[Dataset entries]
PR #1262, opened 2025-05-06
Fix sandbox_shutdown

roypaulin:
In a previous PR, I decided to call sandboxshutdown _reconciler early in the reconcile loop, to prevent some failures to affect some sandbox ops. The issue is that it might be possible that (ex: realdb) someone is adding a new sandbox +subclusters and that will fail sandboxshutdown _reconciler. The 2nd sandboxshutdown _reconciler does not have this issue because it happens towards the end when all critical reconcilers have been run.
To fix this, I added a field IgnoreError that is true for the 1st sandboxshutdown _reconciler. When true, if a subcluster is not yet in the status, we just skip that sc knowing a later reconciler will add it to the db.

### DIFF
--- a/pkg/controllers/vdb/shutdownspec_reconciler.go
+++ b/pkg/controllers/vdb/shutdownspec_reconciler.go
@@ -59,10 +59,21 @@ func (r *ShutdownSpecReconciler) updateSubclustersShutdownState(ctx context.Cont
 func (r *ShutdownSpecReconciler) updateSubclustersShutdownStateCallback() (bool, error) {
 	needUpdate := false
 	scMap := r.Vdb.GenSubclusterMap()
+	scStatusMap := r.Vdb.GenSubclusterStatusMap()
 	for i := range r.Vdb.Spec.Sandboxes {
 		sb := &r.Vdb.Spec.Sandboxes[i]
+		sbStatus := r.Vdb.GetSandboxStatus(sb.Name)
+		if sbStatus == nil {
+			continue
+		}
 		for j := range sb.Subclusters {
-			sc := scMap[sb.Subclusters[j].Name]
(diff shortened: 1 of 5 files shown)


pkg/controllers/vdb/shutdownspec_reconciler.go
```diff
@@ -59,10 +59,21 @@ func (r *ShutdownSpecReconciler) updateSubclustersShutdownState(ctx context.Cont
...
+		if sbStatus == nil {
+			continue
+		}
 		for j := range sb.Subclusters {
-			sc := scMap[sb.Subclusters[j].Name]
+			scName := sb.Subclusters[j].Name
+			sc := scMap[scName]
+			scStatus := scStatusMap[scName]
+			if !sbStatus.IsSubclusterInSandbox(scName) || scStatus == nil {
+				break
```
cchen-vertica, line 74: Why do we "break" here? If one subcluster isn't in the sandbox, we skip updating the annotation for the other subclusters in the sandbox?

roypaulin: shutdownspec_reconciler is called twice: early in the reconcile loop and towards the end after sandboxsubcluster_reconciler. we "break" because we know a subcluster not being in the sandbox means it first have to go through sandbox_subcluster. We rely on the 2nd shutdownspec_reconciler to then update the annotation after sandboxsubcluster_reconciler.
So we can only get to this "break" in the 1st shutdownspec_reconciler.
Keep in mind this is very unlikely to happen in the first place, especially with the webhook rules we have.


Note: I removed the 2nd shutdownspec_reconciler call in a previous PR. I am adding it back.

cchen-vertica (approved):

---

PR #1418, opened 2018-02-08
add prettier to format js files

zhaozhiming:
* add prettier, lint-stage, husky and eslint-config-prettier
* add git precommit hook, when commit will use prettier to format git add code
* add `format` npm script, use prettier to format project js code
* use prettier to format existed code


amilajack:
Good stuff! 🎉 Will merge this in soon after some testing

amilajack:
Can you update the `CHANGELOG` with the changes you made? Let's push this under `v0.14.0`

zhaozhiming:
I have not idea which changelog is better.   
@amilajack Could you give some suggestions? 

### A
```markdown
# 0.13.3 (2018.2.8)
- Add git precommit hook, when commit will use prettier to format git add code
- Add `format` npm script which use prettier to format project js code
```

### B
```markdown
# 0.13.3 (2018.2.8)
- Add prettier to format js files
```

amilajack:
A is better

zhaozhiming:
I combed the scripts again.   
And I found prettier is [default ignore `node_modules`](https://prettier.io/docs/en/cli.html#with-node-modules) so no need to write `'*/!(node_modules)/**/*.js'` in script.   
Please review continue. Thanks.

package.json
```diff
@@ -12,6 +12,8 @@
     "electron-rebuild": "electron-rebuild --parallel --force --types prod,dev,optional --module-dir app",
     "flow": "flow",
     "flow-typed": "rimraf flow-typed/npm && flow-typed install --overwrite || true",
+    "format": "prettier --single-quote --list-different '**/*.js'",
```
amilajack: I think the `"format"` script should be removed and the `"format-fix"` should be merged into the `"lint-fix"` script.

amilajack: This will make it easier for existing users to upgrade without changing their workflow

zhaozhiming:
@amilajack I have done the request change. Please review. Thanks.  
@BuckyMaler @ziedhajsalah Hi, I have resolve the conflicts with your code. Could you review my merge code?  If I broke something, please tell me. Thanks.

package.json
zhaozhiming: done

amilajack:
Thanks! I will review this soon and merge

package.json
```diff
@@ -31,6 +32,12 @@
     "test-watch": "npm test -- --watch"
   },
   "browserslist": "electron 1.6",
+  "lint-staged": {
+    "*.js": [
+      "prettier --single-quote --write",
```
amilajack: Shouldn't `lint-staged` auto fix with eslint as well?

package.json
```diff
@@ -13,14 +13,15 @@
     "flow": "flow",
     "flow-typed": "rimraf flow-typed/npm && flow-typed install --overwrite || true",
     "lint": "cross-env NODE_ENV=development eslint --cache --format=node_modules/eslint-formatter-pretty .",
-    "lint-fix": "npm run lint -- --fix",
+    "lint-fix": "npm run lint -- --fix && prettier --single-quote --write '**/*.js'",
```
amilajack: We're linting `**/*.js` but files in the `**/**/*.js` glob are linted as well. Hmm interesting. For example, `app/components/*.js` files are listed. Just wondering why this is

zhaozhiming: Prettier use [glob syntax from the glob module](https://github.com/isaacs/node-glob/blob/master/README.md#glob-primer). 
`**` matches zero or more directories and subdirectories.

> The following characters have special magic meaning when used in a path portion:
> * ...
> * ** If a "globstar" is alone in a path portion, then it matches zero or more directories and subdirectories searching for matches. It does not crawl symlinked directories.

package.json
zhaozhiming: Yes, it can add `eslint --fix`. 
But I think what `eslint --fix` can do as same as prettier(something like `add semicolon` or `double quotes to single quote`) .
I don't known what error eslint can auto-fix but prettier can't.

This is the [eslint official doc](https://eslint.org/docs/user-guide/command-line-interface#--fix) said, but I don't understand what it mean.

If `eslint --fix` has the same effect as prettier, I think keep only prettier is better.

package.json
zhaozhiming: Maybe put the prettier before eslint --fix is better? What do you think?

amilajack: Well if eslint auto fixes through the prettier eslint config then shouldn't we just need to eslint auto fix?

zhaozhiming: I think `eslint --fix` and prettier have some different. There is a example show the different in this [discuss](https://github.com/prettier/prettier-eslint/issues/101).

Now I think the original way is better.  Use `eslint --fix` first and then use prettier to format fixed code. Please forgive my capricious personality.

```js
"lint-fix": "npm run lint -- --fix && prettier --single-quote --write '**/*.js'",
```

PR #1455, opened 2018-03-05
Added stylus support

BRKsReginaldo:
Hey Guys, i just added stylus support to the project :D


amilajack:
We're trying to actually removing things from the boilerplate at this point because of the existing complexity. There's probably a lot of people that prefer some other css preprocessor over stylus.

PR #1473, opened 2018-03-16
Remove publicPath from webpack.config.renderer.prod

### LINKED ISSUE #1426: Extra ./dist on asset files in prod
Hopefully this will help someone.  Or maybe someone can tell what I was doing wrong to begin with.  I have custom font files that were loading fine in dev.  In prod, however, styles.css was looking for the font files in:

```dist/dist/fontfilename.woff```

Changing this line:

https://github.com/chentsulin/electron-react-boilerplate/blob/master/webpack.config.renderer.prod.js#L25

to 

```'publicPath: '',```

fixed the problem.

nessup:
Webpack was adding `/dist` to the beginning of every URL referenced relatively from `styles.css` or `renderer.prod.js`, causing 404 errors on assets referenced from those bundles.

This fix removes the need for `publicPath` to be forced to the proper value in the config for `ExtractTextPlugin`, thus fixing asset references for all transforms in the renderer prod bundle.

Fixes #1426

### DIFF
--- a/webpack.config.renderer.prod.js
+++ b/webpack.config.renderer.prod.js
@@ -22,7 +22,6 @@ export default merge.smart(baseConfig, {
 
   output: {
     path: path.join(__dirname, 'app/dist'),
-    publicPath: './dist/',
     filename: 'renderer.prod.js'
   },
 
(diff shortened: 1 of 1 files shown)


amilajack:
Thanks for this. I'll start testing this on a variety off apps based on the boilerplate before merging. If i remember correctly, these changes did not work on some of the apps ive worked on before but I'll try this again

◆ **Assignment**:
Among the entries above, find every line holding "sbStatus" and copy it.

◆ **Task response**:
+		sbStatus := r.Vdb.GetSandboxStatus(sb.Name)
+		if sbStatus == nil {
+		if sbStatus == nil {
+			if !sbStatus.IsSubclusterInSandbox(scName) || scStatus == nil {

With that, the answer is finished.